For that, we need to define a joint estimand of three components:

ATE₁ = ATE(
    outcome=:Y,
    treatment_values=(
        T₁=(case=true, control=false),
        T₂=(case=false, control=false)),
    treatment_confounders=(
        T₁=[:W₁₁, :W₁₂],
        T₂=[:W₂₁, :W₂₂],
    ),
)
ATE₂ = ATE(
    outcome=:Y,
    treatment_values=(
        T₁=(case=false, control=false),
        T₂=(case=true, control=false)),
    treatment_confounders=(
        T₁=[:W₁₁, :W₁₂],
        T₂=[:W₂₁, :W₂₂],
    ),
    )
joint_estimand = JointEstimand(Ψ₃, ATE₁, ATE₂)
Joint Estimand:
--------------
- TMLE.StatisticalATE(:Y, OrderedCollections.OrderedDict{Symbol, @NamedTuple{control::Bool, case::Bool}}(:T₁ => (control = 0, case = 1), :T₂ => (control = 0, case = 1)), OrderedCollections.OrderedDict(:T₁ => (:W₁₁, :W₁₂), :T₂ => (:W₂₁, :W₂₂)), (:C,))
- TMLE.StatisticalATE(:Y, OrderedCollections.OrderedDict{Symbol, @NamedTuple{control::Bool, case::Bool}}(:T₁ => (control = 0, case = 1), :T₂ => (control = 0, case = 0)), OrderedCollections.OrderedDict(:T₁ => (:W₁₁, :W₁₂), :T₂ => (:W₂₁, :W₂₂)), ())
- TMLE.StatisticalATE(:Y, OrderedCollections.OrderedDict{Symbol, @NamedTuple{control::Bool, case::Bool}}(:T₁ => (control = 0, case = 0), :T₂ => (control = 0, case = 1)), OrderedCollections.OrderedDict(:T₁ => (:W₁₁, :W₁₂), :T₂ => (:W₂₁, :W₂₂)), ())

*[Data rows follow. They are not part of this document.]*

PR #331, opened 2018-10-01
mkwsgiinstance: silence confusing error message

tlotze:
When probing for Zope2 path by using an external interpreter, suppress stderr.

This avoids confusion since previously, an Exception message was printed while
the mkwsgiinstance script actually succeeded.


sallner:
Maybe it would be helpful to include a final message indicating that the generation of the configuration files was successful even in case of an error.

tlotze:
I don't really see the point – the error isn't actually an error after all, it's just the result of a probe which may or may not succeed. As a user, I wouldn't expect the script to start talking about some errors on the way if it did complete the job in a well-defined way.

PR #334, opened 2018-10-02
Support for installing zope via pipenv #272

### LINKED ISSUE #272: Dokument how to use Zope with pipenv
`pipenv` is now officially recommended for application dependency management, see https://packaging.python.org/guides/tool-recommendations/

We already document how to install Zope in a `virtualenv`: http://zope.readthedocs.io/en/latest/INSTALL-virtualenv.html

It would be nice to have documentation how to install it using `pipenv`.

To write this documentation maybe a helpful guide could be https://realpython.com/pipenv-guide/

dhavlik:
This needs a change which requires an additional step if you install via pip and want to use ZServer. We did explicitly not document installation via pipenv with python 2.

This fixes #272.

### DIFF
--- a/docs/INSTALL-virtualenv.rst
+++ b/docs/INSTALL-virtualenv.rst
@@ -67,7 +67,7 @@ Creating a Zope instance
 
   The following steps describe how to install a WSGI based Zope instance.
   If you want/have to use ZServer instead of WSGI (Python 2 only!) follow
-  the documentation `Creating a Zope instance for Zope 2.13`_, but 
+  the documentation `Creating a Zope instance for Zope 2.13`_.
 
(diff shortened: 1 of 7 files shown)


docs/INSTALL-virtualenv.rst
```diff
@@ -58,8 +67,7 @@ Creating a Zope instance
 
   The following steps describe how to install a WSGI based Zope instance.
   If you want/have to use ZServer instead of WSGI (Python 2 only!) follow
-  the documentation `Creating a Zope instance for Zope 2.13`_, as it has not
-  changed since that version.
+  the documentation `Creating a Zope instance for Zope 2.13`_, but
```
icemac: but what?

PR #335, opened 2018-10-02
Add a configuration to run zope including some optional Products.

icemac:


jugmac00:
What is the background/reason for this file? Testing?  I'd like to see a longer comment at the beginning of the file.

icemac:
@jugmac00 I added documentation in fa96f844e83a892e6ac1e82337ef6d52af830407. Does it match your intensions?

jugmac00:
Thank you very much for the explanation. Now it makes sense to me.

Also, there was at least one time during the Saltlabs sprint I wished I had something like that!

Thanks!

where the interaction Ψ₃ was defined earlier. This joint estimand can be estimated like any other estimand using our estimator of choice:

joint_estimate, cache = tmle(joint_estimand, dataset, cache=cache, verbosity=0);
joint_estimate
One sample Hotelling's T² test
------------------------------
Population details:
    parameter of interest:   Mean vector
    value under h_0:         [0.0, 0.0, 0.0]
    point estimate:          [-3.10896, -1.97862, 0.00385808]

Test summary:
    outcome with 95% confidence: reject h_0
    one-sided p-value:           <1e-99

Details:
    number of observations: 10000
    number of variables:    3
    T² statistic:           12003.7
    transformed statistic:  4000.44
    degrees of freedom:     (3, 9997)
    covariance matrix:
        31.2489       0.000187586   0.111722
         0.000187586  4.39377       0.0241609
         0.111722     0.0241609    12.591

The printed output is the result of a Hotelling's T2 Test which is the multivariate counterpart of the Student's T Test. It tells us whether any of the component of this joint estimand is different from 0.

Then we can formally test our hypothesis by leveraging the multivariate Central Limit Theorem and Julia's automatic differentiation.

composed_result = compose(x -> x[1] - x[2] - x[3], joint_estimate)
isapprox(
    estimate(result₄),
    first(estimate(composed_result)),
    atol=0.1
)
true

By default, TMLE.jl will use Zygote but since we are using DifferentiationInterface.jl you can change the backend to your favorite AD system.